Monday, March 5, 2007

improbability

The summer after I graduated from high school I attended a summer program which is known among its alumni for having a number of crazy traditions, including some strange celebratory antics whenever someone has a birthday. The problem during my year? Not one person in the camp had a birthday the entire time. It was a science-oriented camp, so of course somebody had to calculate the probability of this happening. I don't remember exactly what it turned out to be (other than impossibly small), but during Thursday's class I realized that with R, I could figure it out in a matter of seconds.

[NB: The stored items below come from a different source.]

PR #439, opened 2024-10-30
Clarify interaction of levels with sealed capabilities

arichardson:
Sealed capabilities should only have their `CL` changed, but not the `EL` permission.

See also https://github.com/CHERIoT-Platform/cheriot-sail/issues/14

### DIFF
--- a/src/level-ext.adoc
+++ b/src/level-ext.adoc
@@ -122,19 +122,15 @@ NOTE: A capability with <<section_cap_level,CL>>=1 is _global_ and with <<sectio
 
 NOTE: if W=0 or C=0 then SL is irrelevant
 
-.{cheri_levels_ext_name} `LVLBITS=1` summary table for loaded capabilities
-[#cap_level_load_summary,width="100%",options=header,align=center,cols="1,1,1,1,1,6"]
+.{cheri_levels_ext_name} additional rules for loading capabilities
+[#cap_level_load_summary,width="100%",options=header,align=center,cols="1,1,1,1,1,1,6"]
 |==============================================================================
-   4+|Auth cap field             | Data cap field |
-    h|*R*   h|*C* h|*EL* h|*CL* h| Tag           h|Action
-.5+.^|1 .5+.^| 1   | 1    | X    | X              |Load data capability unmodified
-              .4+.^| 0    | 1    | 1              |Load data capability with EL=0
-                          | 1    | 0              |Load data capability unmodified
-                     .2+.^| 0    | 1              |Load data capability with CL=0,EL=0
-                                 | 0              |Load data capability unmodified
+   4+|Auth cap field                  2+| Data cap field |
+    h|*R*   h|*C* h|*EL*      h|*CL*   h| Tag h| Sealed h|Action
+.2+.^|1 .2+.^| 1 .2+.^| 0 .2+.^| X .2+.^| 1    | Yes     |Load data capability with `CL=min(auth.CL, data.CL)`, EL unchanged
+                                               | No      |Load data capability with `EL=0, CL=min(auth.CL, data.CL)`
+   6+| All other cases                                   |Load data capability with EL, CL unmodified
 |==============================================================================
-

For simplicity's sake I assumed that every day of the year is equally likely to be someone's birthday (which is not true, but close enough for this estimate). There were 97 delegates, plus 29 staph (not a typo - their enthusiasm is "infectious." ha ha.), for a total of 126 people. The program lasted almost four weeks, or about 26 days.

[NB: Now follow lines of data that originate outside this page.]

PR #2879, opened 2020-07-28
ColorGrading: add JavaScript and TypeScript bindings.

prideout:
This is not tested but seems fairly straightforward.


prideout:
@elalish @sun765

So, the probability of 0 occurrences of an event when there are 126 trials and the odds are 26/365 is:

pbinom(0,size=126,prob=26/365)

Which turns out to be:

9.041928e-05

Or, less than 1 in 10,000!

Monday, January 29, 2007

Another possibility

I thought of another idea for the independent project: Somehow analyzing the multitudes of data in the training logs that I maintain religiously. I'm not really sure how this would work, or even if it would since the data is not from an experiment per se. I guess I will have to wait until I have a better idea of the types of statistical analyses we will be learning about; before then I don't really know what I am talking about... But regardless, it's an interesting idea and I would definitely have fun with it. I have already spent plenty of time making graphs to chart progress, finding formulas online to predict performance, etc.; at times probably to the extreme where it's too much about the numbers and not enough about the experience! Overall though, I enjoy having a concrete reminder of what I have accomplished, preferably in a form that can be analyzed (i.e. numerical, not descriptive). So I think that learning some new and different ways of looking at data will be very useful to me in the future.

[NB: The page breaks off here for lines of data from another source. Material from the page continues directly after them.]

PR #2880, opened 2020-07-28
attempt to reduce code size in PostProcessManager

pixelflinger:
The two main changes are:
- materials are now stored in a hash map which allows us to
  automatically destroy all of them using one loop -- instead of
  having to call terminate() for each of them.

- factored a very common sequence of code:
  commit()
  use()
  beginRenderPass()
  draw()
  endRenderPass()

  This makes the code easier to write and also results in less code.

There are also minor other changes, e.g. RenderPass constructor is not
inline anymore.

### DIFF
--- a/filament/src/PostProcessManager.cpp
+++ b/filament/src/PostProcessManager.cpp
@@ -228,7 +228,7 @@ void PostProcessManager::commitAndRender(FrameGraphRenderTarget const& out,
 
 UTILS_ALWAYS_INLINE
 void PostProcessManager::commitAndRender(FrameGraphRenderTarget const& out,
-        PostProcessMaterial const& material, DriverApi& driver) const noexcept{
+        PostProcessMaterial const& material, DriverApi& driver) const noexcept {
     commitAndRender(out, material, 0, driver);
 }
 
--- a/filament/src/PostProcessManager.cpp
+++ b/filament/src/PostProcessManager.cpp
@@ -57,7 +57,6 @@ PostProcessManager::PostProcessMaterial::PostProcessMaterial() noexcept {
     mEngine = nullptr;
     mData = nullptr;
     mMaterial = nullptr;            // aliased to mEngine
-    mMaterialInstance = nullptr;    // aliased to mData
 }
 
 PostProcessManager::PostProcessMaterial::PostProcessMaterial(FEngine& engine,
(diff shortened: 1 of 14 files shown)


filament/src/PostProcessManager.h
```diff
@@ -157,24 +168,10 @@ class PostProcessManager {
...
-    PostProcessMaterial mDoFTiles;
-    PostProcessMaterial mDoFDilate;
-    PostProcessMaterial mDoFMedian;
-    PostProcessMaterial mDoFCombine;
-    PostProcessMaterial mBloomDownsample;
-    PostProcessMaterial mBloomUpsample;
-    PostProcessMaterial mColorGradingAsSubpass;
-    PostProcessMaterial mColorGrading;
-    PostProcessMaterial mFxaa;
-    PostProcessMaterial mBlit[3];
```
romainguy, line 177: 👍

filament/src/PostProcessManager.cpp
```diff
@@ -195,25 +207,29 @@ void PostProcessManager::terminate(DriverApi& driver) noexcept {
...
+    auto last = mMaterialRegistry.end();
+    while (first != last) {
+        first.value().terminate(engine);
+        ++first;
+    }
+}
+
+UTILS_NOINLINE
+void PostProcessManager::commitAndRender(FrameGraphRenderTarget const& out,
+        PostProcessMaterial const& material, uint8_t variant, DriverApi& driver) const noexcept{
```
bejado, line 220:
```suggestion
        PostProcessMaterial const& material, uint8_t variant, DriverApi& driver) const noexcept {
```

filament/src/PostProcessManager.cpp
```diff
@@ -195,25 +207,29 @@ void PostProcessManager::terminate(DriverApi& driver) noexcept {
...
+    mi->commit(driver);
+    mi->use(driver);
+    driver.beginRenderPass(out.target, out.params);
+    driver.draw(material.getPipelineState(variant), mEngine.getFullScreenRenderPrimitive());
+    driver.endRenderPass();
+}
+
+UTILS_ALWAYS_INLINE
+void PostProcessManager::commitAndRender(FrameGraphRenderTarget const& out,
+        PostProcessMaterial const& material, DriverApi& driver) const noexcept{
```
bejado, line 231:
```suggestion
        PostProcessMaterial const& material, DriverApi& driver) const noexcept {
```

Thursday, January 25, 2007

R and C++

I took a C++ programming course in high school and although I don't remember too many details from it, I think it will help me when learning how to use the program R. I've already noticed a number of similarities in the way you communicate with the computer and how it interprets commands: i.e. the logical operators (<=, !=) are the same, along with the comparison symbols (|, &). More of what I knew how to do four years ago is also coming back to me, like defining and working with variables. I also think that just the experience of having to convert my own thinking into a type of logic that the computer will understand will help me in working with R.